→ **Saved data entries**

::::

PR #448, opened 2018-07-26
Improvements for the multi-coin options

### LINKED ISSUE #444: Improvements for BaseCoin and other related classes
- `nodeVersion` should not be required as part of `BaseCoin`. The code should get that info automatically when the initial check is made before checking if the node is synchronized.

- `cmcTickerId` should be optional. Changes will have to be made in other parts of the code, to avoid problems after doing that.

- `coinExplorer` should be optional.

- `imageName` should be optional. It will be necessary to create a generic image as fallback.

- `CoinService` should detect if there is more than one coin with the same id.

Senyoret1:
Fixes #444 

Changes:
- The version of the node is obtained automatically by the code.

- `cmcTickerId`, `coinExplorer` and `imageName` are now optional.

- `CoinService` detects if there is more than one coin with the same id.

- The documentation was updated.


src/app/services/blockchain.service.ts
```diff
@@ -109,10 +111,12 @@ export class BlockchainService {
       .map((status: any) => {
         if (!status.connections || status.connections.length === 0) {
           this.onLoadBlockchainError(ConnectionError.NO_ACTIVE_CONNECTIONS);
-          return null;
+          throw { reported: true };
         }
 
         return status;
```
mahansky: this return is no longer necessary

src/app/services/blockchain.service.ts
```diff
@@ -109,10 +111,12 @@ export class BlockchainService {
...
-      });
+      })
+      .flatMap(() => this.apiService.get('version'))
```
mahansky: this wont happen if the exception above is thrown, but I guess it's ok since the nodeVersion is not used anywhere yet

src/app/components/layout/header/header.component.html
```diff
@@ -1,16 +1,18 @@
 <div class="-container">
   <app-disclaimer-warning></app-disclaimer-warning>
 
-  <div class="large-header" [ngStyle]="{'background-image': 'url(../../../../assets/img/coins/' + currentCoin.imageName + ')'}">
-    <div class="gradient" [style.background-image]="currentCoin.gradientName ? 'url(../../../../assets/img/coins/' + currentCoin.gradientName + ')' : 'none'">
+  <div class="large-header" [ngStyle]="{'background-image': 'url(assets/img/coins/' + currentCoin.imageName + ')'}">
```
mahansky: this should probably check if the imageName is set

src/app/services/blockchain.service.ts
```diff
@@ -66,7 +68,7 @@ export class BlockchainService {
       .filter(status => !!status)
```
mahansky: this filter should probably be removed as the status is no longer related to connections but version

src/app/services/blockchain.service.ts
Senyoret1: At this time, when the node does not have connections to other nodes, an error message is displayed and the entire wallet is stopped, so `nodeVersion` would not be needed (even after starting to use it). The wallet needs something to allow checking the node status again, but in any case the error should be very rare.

::::

→ **What is required**
Your reply should consist of the records, duplicated exactly.

→ **Expected answer**
PR #448, opened 2018-07-26
Improvements for the multi-coin options

### LINKED ISSUE #444: Improvements for BaseCoin and other related classes
- `nodeVersion` should not be required as part of `BaseCoin`. The code should get that info automatically when the initial check is made before checking if the node is synchronized.

- `cmcTickerId` should be optional. Changes will have to be made in other parts of the code, to avoid problems after doing that.

- `coinExplorer` should be optional.

- `imageName` should be optional. It will be necessary to create a generic image as fallback.

- `CoinService` should detect if there is more than one coin with the same id.

Senyoret1:
Fixes #444 

Changes:
- The version of the node is obtained automatically by the code.

- `cmcTickerId`, `coinExplorer` and `imageName` are now optional.

- `CoinService` detects if there is more than one coin with the same id.

- The documentation was updated.


src/app/services/blockchain.service.ts
```diff
@@ -109,10 +111,12 @@ export class BlockchainService {
       .map((status: any) => {
         if (!status.connections || status.connections.length === 0) {
           this.onLoadBlockchainError(ConnectionError.NO_ACTIVE_CONNECTIONS);
-          return null;
+          throw { reported: true };
         }
 
         return status;
```
mahansky: this return is no longer necessary

src/app/services/blockchain.service.ts
```diff
@@ -109,10 +111,12 @@ export class BlockchainService {
...
-      });
+      })
+      .flatMap(() => this.apiService.get('version'))
```
mahansky: this wont happen if the exception above is thrown, but I guess it's ok since the nodeVersion is not used anywhere yet

src/app/components/layout/header/header.component.html
```diff
@@ -1,16 +1,18 @@
 <div class="-container">
   <app-disclaimer-warning></app-disclaimer-warning>
 
-  <div class="large-header" [ngStyle]="{'background-image': 'url(../../../../assets/img/coins/' + currentCoin.imageName + ')'}">
-    <div class="gradient" [style.background-image]="currentCoin.gradientName ? 'url(../../../../assets/img/coins/' + currentCoin.gradientName + ')' : 'none'">
+  <div class="large-header" [ngStyle]="{'background-image': 'url(assets/img/coins/' + currentCoin.imageName + ')'}">
```
mahansky: this should probably check if the imageName is set

src/app/services/blockchain.service.ts
```diff
@@ -66,7 +68,7 @@ export class BlockchainService {
       .filter(status => !!status)
```
mahansky: this filter should probably be removed as the status is no longer related to connections but version

src/app/services/blockchain.service.ts
Senyoret1: At this time, when the node does not have connections to other nodes, an error message is displayed and the entire wallet is stopped, so `nodeVersion` would not be needed (even after starting to use it). The wallet needs something to allow checking the node status again, but in any case the error should be very rare.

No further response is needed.